Neun Todesfälle nach Impfung
In sieben Fällen hatten Personen nach der Impfung mit AstraZeneca Thromben in mehreren Blutgefäßen des Gehirns erlitten (disseminated intravascular coagulation DIC). In weiteren 18 Fällen lag zusätzlich zu einem Blutgerinnsel eine Thrombozytopenie vor, eine Reduzierung der Blutplättchen, so dass es zu Hirnblutungen kam. Das Krankheitsbild wird CVST genannt. Insgesamt neun Menschen sind an einer der beiden Komplikationen verstorben. Die überwiegende Mehrzahl der Betroffenen waren Frauen unter 55 Jahren. Zumindest war das die Datenlage bis zum 16. März. PEI-Präsident Klaus Cichutek deutete indes an, dass seinem Institut zwischenzeitlich noch weitere Fälle gemeldet worden seien, „die nun genau analysiert werden.“
Was hat die EMA eigentlich überprüft? Der Sicherheitsausschuss PRAC hatte sich die Daten einschließlich Obduktionsberichte der Patienten genau angeschaut und statistische Berechnungen durchgeführt. Demnach waren bis zum Stichtag 16. März in der geimpften Bevölkerung unter 50 Jahren rein rechnerisch weniger als ein Fall von DIC zu erwarten gewesen. Gemeldet wurden dagegen 5 Fälle (nach der Impfung mit AstraZeneca). Bei der Kombination aus Blutgerinnsel und Hirnblutung CVST stehen 135 statistisch erwartbaren Fällen in dieser Altersgruppe 12 gemeldete Fälle gegenüber. In höheren Altersgruppen hat es laut EMA keine vergleichbaren Auffälligkeiten gegeben.

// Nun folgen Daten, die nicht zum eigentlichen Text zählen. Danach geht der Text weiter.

PR #272, opened 2023-12-14
Bump version to 3.1.0

mokagio:
This version bump PR is here only to leave a breadcrumb in the release process. Once CI is green, I will push the tag for this version and, once that is successfully deployed, admin-merge this.

### DIFF
--- a/.buildkite/pipeline.yml
+++ b/.buildkite/pipeline.yml
@@ -1,7 +1,7 @@
 # Nodes with values to reuse in the pipeline.
 common_params:
   plugins: &common_plugins
-    - automattic/a8c-ci-toolkit#2.17.0
+    - automattic/a8c-ci-toolkit#3.0.1
   # Common environment values to use with the `env` key.
   env: &common_env
     IMAGE_ID: xcode-15.0.1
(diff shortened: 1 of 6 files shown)


mokagio:
CI failed to validate the pod because of deprecation warnings:

```
- WARN  \| xcodebuild:  /opt/ci/builds/builder/automattic/tracks-ios/Sources/Model/ObjC/Common/TracksDeviceInformation.m:177:48: warning: 'statusBarFrame' is deprecated: first deprecated in iOS 13.0 - Use the statusBarManager property of the window scene instead. [-Wdeprecated-declarations]
```

I'll deploy the release manually from my machine using the `--allow-warnings` flag.

I should be straightforward to update the code to use the new recommended syntax ([see StackOverflow, for example](https://stackoverflow.com/questions/57023899/how-to-get-the-status-bar-height-in-ios-13)) but I don't want to do it in the context of a release PR that I will admin merge.

mokagio:
> I'll deploy the release manually from my machine using the --allow-warnings flag.

Taking longer than I wished because of slow Australian internet...

Screenshot 2023-12-14 at 14 52 42

PR #222, opened 2020-09-21
Set up a Jenkins pipeline and add the ability to deploy to the AWS app nodes

korlaxxalrok:
This PR adds the initial ability for Jenkins to trigger an Ansible playbook that
deploys the application code to the AWS nodes.

There are two main components:

- A Jenkinsfile (defines what Jenkins will do and when).
  - For now a merge to main triggers Jenkins to simply echo text. We can do
    more here later, but this initial setup is a workaround because there seems
    to be a bug in triggering another Jenkins job from a declarative pipeline.
- An independently configured Jenkins job that runs some Ansible.
  - This job is triggered whenever the declarative pipeline configured in the
    Jenkinsfiles runs.

A quick follow on task to reconfigure the independent job will be necessary
after this is merged.


capnrefsmmat:
I see a review request for me. Is there something specific you'd like me to check? I don't know too much about Jenkins and can't be terribly helpful.

korlaxxalrok:
Hi @capnrefsmmat Yep, not much to look at, just wanted to pass it by another set of eyes. I will remove you as reviewer and merge it 👍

Die EMA kommt deshalb zu dem Schluss, dass das Risiko, schwer an COVID-19 zu erkranken oder zu sterben, sehr viel wahrscheinlicher ist, als eine extrem seltene Hirnvenenthrombose mit oder ohne Blutung zu erleiden. Patienten sollten aber wachsam bleiben und bei Anzeichen auf ein Blutgerinnsel sofort einen Arzt aufsuchen und das medizinische Personal über die Impfung informieren. Klaus Cichutek erklärte, die Erkrankung sei medikamentös behandelbar. Warnzeichen sollten ernst genommen werden.